Record set:

PR #1133, opened 2026-09-15
[APO-750] Chore: Document that a failed env0_environment update leaves a partial update

dcelasun:

Fixes https://linear.app/env-zero/issue/APO-750/document-that-a-failed-env0-environment-update-leaves-a-partial-update

`resourceEnvironmentUpdate` runs up to seven env0 API calls in a fixed order, and each one returns on error, so a failure part-way through leaves the earlier calls applied and the later ones not; the resource had no description saying so.

### Solution

Added a top-level `Description` to `resourceEnvironment` that states the fixed call order with no rollback, and that the apply returns once the deployment is queued, then regenerated `docs/resources/environment.md`.

---

- [x] Regenerated the docs with `tfplugindocs generate --provider-name terraform-provider-env0` and confirmed `docs/resources/environment.md` is the only doc file changed, with both notes in the frontmatter and as two paragraphs under the resource heading.

- [x] Ran `go build ./...` and `go vet ./env0/`.

No runtime behaviour changes, so there is nothing to exercise against a stage.


env0/resource_environment.go
```diff
@@ -163,6 +163,9 @@ func resourceEnvironment() *schema.Resource {
 	}
 
 	return &schema.Resource{
+		Description: "Note: updating an environment issues several env0 API calls in a fixed order - project move, template update, environment update, TTL, drift detection, tags, and finally the deployment - and there is no rollback. If one of them fails, the changes before it are already applied and the ones after it are not; the next plan re-diffs whatever is left and can be applied again.\n\n" +
```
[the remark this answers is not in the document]
dcelasun: Correct, fixed in 00d1d26. The last step now reads "and last a deployment (or, with 'prevent_auto_deploy', direct writes of 'configuration', 'sub_environment_configuration' and 'variable_sets')", and the note says each step runs only when its own fields changed.

env0/resource_environment.go
```diff
@@ -163,6 +163,9 @@ func resourceEnvironment() *schema.Resource {
...
+			"Note: the provider does not wait for the deployment it triggers. The apply returns once the deployment is queued, so the state holds the new 'revision' and 'configuration' while env0 may still be running the previous ones, or while that deployment fails. The next refresh reads back what is actually deployed and the plan re-diffs it.",
```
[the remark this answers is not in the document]
dcelasun: Correct, and this was the more useful catch. `setEnvironmentSchema` sets `revision` and `template_id` from `LatestDeploymentLog` without reading its `Status`, and `latestDeploymentLog` is the newest deployment whatever its state (the `output` description already admits it returns `null` while a deployment is in progress). So a refresh reads back the revision that was attempted, not the one that is deployed.

Fixed in 00d1d26. The note no longer promises a re-diff; it now says a refresh does not correct this, that a queued, running or failed deployment reads back the revision it attempted, that the next plan is quiet, and to check the deployment in env0.

The status blindness in `setEnvironmentSchema` is a real bug rather than a docs gap. Out of scope for this docs-only PR, filing it separately.

env0/resource_environment.go
```diff
@@ -163,6 +163,9 @@ func resourceEnvironment() *schema.Resource {
 	}
 
 	return &schema.Resource{
+		Description: "Note: updating an environment issues several env0 API calls in a fixed order - project move, template update, environment update, TTL, drift detection, tags, and last a deployment (or, with 'prevent_auto_deploy', direct writes of 'configuration', 'sub_environment_configuration' and 'variable_sets'). Each step runs only when its own fields changed, and there is no rollback. If a step fails, the steps before it are already applied and the ones after it are not; the next plan re-diffs the rest and can be applied again.\n\n" +
```
yarivg: This string is also the Terraform Registry search summary, so the warnings become the resource's first impression. Keep one neutral sentence here and move the detail to an 'Update behavior' section in the doc body.

env0/resource_environment.go
```diff
@@ -163,6 +163,9 @@ func resourceEnvironment() *schema.Resource {
...
+			"Note: the provider does not wait for the deployment it triggers. The apply returns once the deployment is queued, so the state holds the new 'revision' and 'configuration' while env0 may still be running the previous ones. A refresh does not correct this: 'revision' and 'template_id' are read from the latest deployment log whatever its status, so a queued, running or failed deployment reads back the revision it attempted and the next plan is quiet. Check the deployment in env0 to confirm it succeeded.",
```
yarivg: 'Check the deployment in env0' reads as a permanent manual step. Open a follow-up for a wait_for_deployment flag (mirroring wait_for_destroy) and reference it here as the mitigation.

yarivg (approved):
Verified the claims against the code and they are accurate: the fixed update order with early returns is in resourceEnvironmentUpdate, and Read pulls revision/template_id from LatestDeploymentLog regardless of deployment status, so the quiet-drift note is real.

Approving with two non-blocking suggestions (inline): soften the Registry-facing placement of the warnings, and turn the "check the deployment in env0" manual step into a wait_for_deployment follow-up (same pattern as the existing wait_for_destroy flag) so the second note eventually becomes unnecessary.

env0/resource_environment.go
yarivg: Softer framing, same facts: lead with how updates work, keep the recovery story, drop 'no rollback' phrasing. Regenerate docs/resources/environment.md after.

```suggestion
		Description: "Updating an environment applies changes as a sequence of independent steps - project move, template update, environment update, TTL, drift detection, tags, and last a deployment (or, with 'prevent_auto_deploy', direct writes of 'configuration', 'sub_environment_configuration' and 'variable_sets'). Each step runs only when its own fields changed. If a step fails, earlier steps stay applied and the next apply completes the remaining ones.\n\n" +
```

env0/resource_environment.go
yarivg: Same idea here: frame as async behavior instead of a refresh defect. Regenerate docs/resources/environment.md after.

```suggestion
			"Deployments triggered by an update are asynchronous: the apply returns once the deployment is queued and env0 runs it to completion. Until then the state reflects the requested 'revision' and 'configuration', and a queued or failed deployment is not surfaced as drift on the next plan, so check the deployment in env0 to confirm it succeeded.",
```

Follow-up in progress: an opt-in `wait_for_deployment` flag (same pattern as `wait_for_destroy`) that makes the apply wait for the deployment to reach SUCCESS and fails it otherwise. Once that lands, this note can point at the flag instead of the manual check.

env0/resource_environment.go
dcelasun: Agreed, done in 4a63408. `Description` is now one sentence, and the detail moved to an `## Update behavior` section in a new `templates/resources/environment.md.tmpl`, same shape as the existing `templates/data-sources/vcs_connection.md.tmpl`.

The template reproduces the default layout otherwise: I diffed the regenerated page and the Example Usage, Schema and Import sections are byte-identical, and the `# generated by` marker is kept. Trade-off worth knowing: this page no longer tracks the tfplugindocs default layout, so future default changes will not reach it. The repo already accepts that for `vcs_connection`.

env0/resource_environment.go
dcelasun: Fair on the wording, so I dropped the imperative in 4a63408. The section now ends with a statement of the gap instead of a chore: "There is no equivalent of `wait_for_destroy` for deployments, so a deployment's outcome is not reflected in the apply result."

On opening the follow-up, though: that ticket already exists and was cancelled. APO-751 ("Add `wait_for_deployment` so create and update wait for the env0 deployment") was cancelled on 2026-09-14, and the tech design's Status section records the decision as "`wait_for_deployment` is not being added", along with APO-753 and APO-754. That was the day before this PR opened.

So I did not file a new one, and I would rather not point shipped docs at a cancelled flag as the mitigation - users would read it as something on the way. If you want APO-751 revived I will link it here and reword the section around it. Your call.

yarivg: I will check it, I think we should include such option for users, as an opt-in

yarivg (approved):
Suggested softer wording but LGTM

env0/resource_environment.go
dcelasun: Taken in d245c97, with one word changed.

Heads up that the text moved in 4a63408 (your other comment): it now lives in the `## Update behavior` section of `templates/resources/environment.md.tmpl`, not in the `Description` string, so I applied the equivalent edit there rather than committing the suggestion.

The one change: `the next apply completes the remaining ones` reads as a guarantee, and it collides with the second paragraph. It holds when the failing step is the PUT or the TTL, because a refresh reads those back from env0 and the plan re-diffs them. It does not hold when the failing step is the deployment, which is the case the next paragraph says goes quiet. Used `the next apply can complete the rest` so the two paragraphs agree.

Current text:

> Updating an environment applies changes as a sequence of independent steps: project move, template update, environment update, TTL, drift detection, tags, and last a deployment (or, with `prevent_auto_deploy`, direct writes of `configuration`, `sub_environment_configuration` and `variable_sets`). Each step runs only when its own fields changed. If a step fails, earlier steps stay applied and the next apply can complete the rest.

Docs regenerated.

env0/resource_environment.go
dcelasun: Kept your async framing, which is better than what I had, but changed three things. Applied in d245c97, in `templates/resources/environment.md.tmpl` (the text moved out of `Description` in 4a63408).

1. `env0 runs it to completion` is not true for a failed deployment - it runs to a terminal state, which may be FAILURE. As written it reads as a success guarantee, which is the one reassurance this paragraph exists to withhold.
2. `Until then` implies the state self-corrects once the deployment finishes. It does not: `setEnvironmentSchema` copies `revision` and `template_id` from `latestDeploymentLog` without checking `Status`, so the attempted revision stays in state afterwards either way. The next clause in the same sentence (not surfaced as drift) says the opposite.
3. `check the deployment in env0 to confirm it succeeded` is the imperative you asked me to drop in the thread above, which I removed in 4a63408. Left it out here.

I also kept the mechanism (read back from the latest deployment log whatever its status), since that is why the plan stays quiet - without it the claim looks arbitrary.

Current text:

> Deployments triggered by an update are asynchronous: the apply returns once the deployment is queued, and env0 runs it in the background. The state holds the requested `revision` and `configuration` from the moment the apply returns, whether or not the deployment later succeeds. A failed or still-running deployment is not surfaced as drift, because `revision` and `template_id` are read back from the latest deployment log whatever its status. There is no equivalent of `wait_for_destroy` for deployments, so the apply result does not reflect the deployment's outcome.

Happy to take your wording if you disagree on any of the three - say which and I will change it.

What you should do: Write out every line from the entries where "partial" appears.

Exercise result:
[APO-750] Chore: Document that a failed env0_environment update leaves a partial update
Fixes https://linear.app/env-zero/issue/APO-750/document-that-a-failed-env0-environment-update-leaves-a-partial-update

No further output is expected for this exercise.